On Fri, Nov 22, 2013 at 8:48 AM, Jeff Law <l...@redhat.com> wrote:
>
> Right now jump threads from within a loop which cross the loop header, then
> terminate within the loop are ignored as this may create irreducible loops.
>
> This patch gets the CFG/SSA updating code in good enough shape to handle the
> case that the embedded guys care about.  ie, the coremark FSA/FSM benchmark.
>
> Basically we still ignore most of those threads -- the exception is when we
> find the loop header has a multi-way branch.  In that case we go ahead and
> thread the jump, throw away and rebuild the loop information.  Again, we
> only do this when we're able to remove a multi-way jump at the top of a
> loop.
>
> During a GCC bootstrap I found two instances where this triggers, once in
> GCC itself, one in the java runtime libraries.  I've manually verified that
> we do the right thing in those two instances as well as the FSA/FSM
> optimization.  However, the reality is this code isn't being well exercised.
>
> So (for testing purposes only) I removed the test that the loop header has
> to be a multi-way jump and enabled a follow-on patch which allows us to
> identify many more threads through the loop header to points within the
> current loop.  Not surprisingly the code triggered more often and uncovered
> a couple minor issues that I've addressed.
>
> The bootstrap/regression test for the patch ran fine, as did the regression
> and bootstrap test with various pass limitations removed (with the exception
> of tests which explicitly test that we don't thread in situations where
> it'll create irreducible loops).  This is good.
>
> Installed on the trunk.  One more patch to go before calling and end to my
> own development work for 4.9 :-)
>
>
>
>
>
>
>         * tree-ssa-threadupdate.c: Include tree-cfg.h and tree-pass.h
>         (thread_block_1): Do not cancel jump threads which go from
>         inside a loop, through the header, then back inside the loop.
>         (bb_ends_with_multiway_branch): New function.

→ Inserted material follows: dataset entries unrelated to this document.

PR #175, opened 2019-11-21
Updated to latest VDK + Session Resume Support

OsiJr:


premake5.lua
```diff
@@ -211,7 +211,7 @@ solution "vaultClient"
 		filter { "kind:*App" }
 			targetextension ".js"
 		filter { "files:**.cpp" }
-			buildoptions { "-std=c++11" }
+			buildoptions { "-std=c++14" }
```
peterAdams1014: Why was this change necessary?

samsinsane: Yes, `udCallback` uses a C++14 feature, without this change it won't compile.

src/main.cpp
```diff
@@ -572,11 +575,8 @@ void vcMain_MainLoop(vcState *pProgramState)
     }
 
     // Ping the server every 30 seconds
-    if (udGetEpochSecsUTCf() > pProgramState->lastServerAttempt + 30.0)
-    {
-      pProgramState->lastServerAttempt = udGetEpochSecsUTCf();
+    if (pProgramState->hasContext && udGetEpochSecsUTCf() > pProgramState->sessionInfo.expiresTimestamp - 300)
```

>         (thread_through_all_blocks): Handle threading cases which start
>         in a loop through the loop header to a point in the loop.
>
>
>
> diff --git a/gcc/tree-ssa-threadupdate.c b/gcc/tree-ssa-threadupdate.c
> index 777fe41..38d4f69 100644
> --- a/gcc/tree-ssa-threadupdate.c
> +++ b/gcc/tree-ssa-threadupdate.c
> @@ -35,6 +35,8 @@ along with GCC; see the file COPYING3.  If not see
>  #include "cfgloop.h"
>  #include "hash-table.h"
>  #include "dbgcnt.h"
> +#include "tree-cfg.h"
> +#include "tree-pass.h"
>
>  /* Given a block B, update the CFG and SSA graph to reflect redirecting
>     one or more in-edges to B to instead reach the destination of an
> @@ -815,29 +817,15 @@ thread_block_1 (basic_block bb, bool noloop_only, bool
> joiners)
>             }
>
>           /* Another case occurs when trying to thread through our
> -            own loop header, possibly from inside the loop.
> -
> -            If our loop header is buried in the path, then go ahead
> -            and cancel the jump threading request here.  This likely
> -            will need updating for the FSA/FSM coremark case.
> -
> -            Other cases (BB is the loop header) are handled elsewhere.  */
> +            own loop header, possibly from inside the loop.  We will
> +            thread these later.  */
>           unsigned int i;
>           for (i = 1; i < path->length (); i++)
>             {
>               if ((*path)[i]->e->src == bb->loop_father->header
>                   && (!loop_exit_edge_p (bb->loop_father, e2)
>                       || (*path)[1]->type == EDGE_COPY_SRC_JOINER_BLOCK))
> -               {
> -                 /* If i != 1, then it's a buried header that will not
> -                    be handled elsehwere.  */
> -                 if (i != 1)
> -                   {
> -                     delete_jump_thread_path (path);
> -                     e->aux = NULL;
> -                   }
> -                 break;
> -               }
> +               break;
>             }
>
>           if (i != path->length ())
> @@ -1554,6 +1542,20 @@ mark_threaded_blocks (bitmap threaded_blocks)
>  }
>
>
> +/* Return TRUE if BB ends with a switch statement or a computed goto.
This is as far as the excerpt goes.